Monday, September 12, 2005

Windows 2000: got pid?

If you get that joke, we want to hire you. We spent the entire last month working out various Windows 2000 problems in BitKeeper, most of them related to the agressive reuse of PIDs that Windows 2000 does.

BitKeeper uses MSYS's bash as a shell. it turns out that bash does not like PIDs to be reused. Here's the scenario. Bash launches processes A, B, and C. Due to the PID recycling of Windows 2000, both A and C get the same PID. This is possible because PIDs are guaranteed to be unique only while the process is running. If A finishes before C is started, C can, and will, get the same PID as A. The problem is that whenever bash waits for a process, it records whether it has already waited on it or not. When bash needs to wait for C, it sees in its table that it has already waited for that PID (because of A) and decides not to wait.

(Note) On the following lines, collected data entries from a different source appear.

Issue #800, opened 2020-04-02
Testing speed up


mkolopanis:
More of a note for myself to look into, but can we use asynchronous testing to speed up the UVBeam testing. If we can push the beam healpix conversion to the background while other tests are executed this may help with testing times.
https://github.com/pytest-dev/pytest-asyncio

plaplant:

What are the symptoms? Well, to sum it up in one phrase: unintended parallelism. Needless to say, this wrecks havoc in every shell script ever written. It's like the system randomly adding an ampersand (&) at the end of every line of the script. Not very nice.

Microsoft seems to have fixed the problem of PID recycling in later versions of Windows. Neither XP nor 2003 reuse PIDs like Windows 2000.

I back-ported a patch to bash 2.05b into bash 2.04 that fixes this issue. I'll post it to the MSYS mailing list later this week.

By the way, I think that a cool idea for a T-Shirt would be the title of this post: "Windows 2000: got PID?"